PR #924, opened 2023-07-13
No slashes in layer name

### LINKED ISSUE #918: Dataset.from_images should not add slashes in layer names
## Context

Some datasets are imported with subfolders. The layer names should not contain slashes. It should be enforced that layers can only have valid names. Ask @fm3 for the regex.

markbader:
### Description:
- Slashes in layer names resulted in bugs, because of the unconventional file naming. The conversion layer mapping was adapted to ensure, that layer names do not contain slashes.

### Issues:
- fixes #918 

### Todos:
 - [x] Updated Changelog
 - [ ] Updated Documentation
 - [x] Added / Updated Tests

### DIFF
--- a/webknossos/Changelog.md
+++ b/webknossos/Changelog.md
@@ -17,6 +17,7 @@ For upgrade instructions, please check the respective _Breaking Changes_ section
 ### Added
 
 ### Changed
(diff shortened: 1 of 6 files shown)


normanrz (commented):
Code looks good. Would it be possible to add a test?

markbader:
I added a test that checks for all ConversionLayerMappings if the layer name includes a slash.

normanrz (approved):
Thanks!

※ ※ ※

== Required action ==
Look for the word "layer". Copy out every line of the data that has it.

== Response below ==
No slashes in layer name
### LINKED ISSUE #918: Dataset.from_images should not add slashes in layer names
Some datasets are imported with subfolders. The layer names should not contain slashes. It should be enforced that layers can only have valid names. Ask @fm3 for the regex.
- Slashes in layer names resulted in bugs, because of the unconventional file naming. The conversion layer mapping was adapted to ensure, that layer names do not contain slashes.
I added a test that checks for all ConversionLayerMappings if the layer name includes a slash.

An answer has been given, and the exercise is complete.